Mortgage rates were lowered again this month, down 31% from the peak in 2018. This has brought the cost of buying a home down to what many economists have declared a historic low. This news comes at a time when the home buying market is gaining momentum entering 2020
What exactly does a low-interest rate mean for prospective home buyers?
Freddie Mac states, “With mortgage rates hovering near a five-decade low, refinance application activity is once again surging, rising to the highest level in seven years. This surge coupled with strong purchase activity means that total mortgage demand remains robust, reflective of a solid economic backdrop and a very low mortgage rate environment.”
For those who act fast, locking in this low-interest rate can have a significant impact on monthly mortgage payments. For example:
- With current 30-year mortgage rates, the monthly mortgage payment for a $350,000 mortgage is $1,562. The same $350,000 mortgage with higher rates in 2018 would have a mortgage payment of $1,879. That’s a saving of $317/month or nearly $4,000/year.
- Conversely, with current 30-year mortgage rates, a monthly mortgage payment of $1,879 would be for a $420,000 mortgage.
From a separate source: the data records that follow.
PR #7169, opened 2022-09-01
exit post installation if manage-images.sh failed

### LINKED ISSUE #7148: Install/update should fail if manage-images.sh fails at any step
**Describe the bug**
I had an upgrade fail in a weird way where manage-images.sh wouldn't be able to pull some of the images (issue with ghcr.io I think) but it did prune images at the end.

We need to make it so that if **any** step of the manage-images.sh fails, it makes the packaging install/upgrade fail immediately. Otherwise you get weird unrelated issues like pfconfig connection failures because that service fails to start.

nqb:
# Description
Exit post installation if manage-images.sh failed

# Impacts
RPM installation

# Issue
fixes #7148 

# Delete branch after merge
YES

### DIFF
--- a/rpm/packetfence.spec
+++ b/rpm/packetfence.spec
@@ -720,41 +720,44 @@ echo "Restarting rsyslogd"
 #removing old cache
 /bin/systemctl enable docker
 /bin/systemctl restart docker
-# get containers image and tag them locally
-/usr/local/pf/containers/manage-images.sh
 
-rm -rf /usr/local/pf/var/cache/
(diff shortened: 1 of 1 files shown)


julsemaan:
Anything you need to do before we merge? I reviewed the change and it looks good

nqb:
I'm testing package and I will let you know my results.

nqb:
Works as expected 👌 
After a failure, you got message displayed and no containers are running.

I will just add a comment in `rpm/packetfence.spec` to explain why we added ìf` like this and we can merge.

nqb:
Ready

Issue #51, opened 2016-10-17
getSection: not include heading fails for empty section


Xymph:
If `$includeHeading` is false, the ==Header== should be chopped from the returned text, but this fails if the section has an empty body: then the header is returned instead of the empty string I'd expect.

That means the same buyer that had a $350,000 30-year mortgage in 2018 could now get a $420,000 mortgage for the same monthly payment. A buying power increase of $70,000.
- Overall, the lifetime cost of a $350,000 30-year mortgage with current rates is reduced $100,000 from what it would have been in 2018.
With this shift in interest rates and subsequent increase in buying power, the housing market is now wide open to buyers, many of whom previously might have been unable to even purchase a home in late 2018 or early 2019.
Seizing the Opportunity
Potential homebuyers are taking advantage of this perfect storm of conditions, and mortgage applications surged by more than 30 percent during the same timeframe that rates decreased. This steady stream of buyers has the potential to drive up home prices and lead to a stabilized market that the Federal Reserve seeks to create. And if these conditions persist, then interest rates could be raised again, meaning potential home buyers will again have less purchasing power than before.
For the time being, the window of opportunity is openly making it an ideal time to purchase a home. The key is benefitting from the opportunity before the window closes.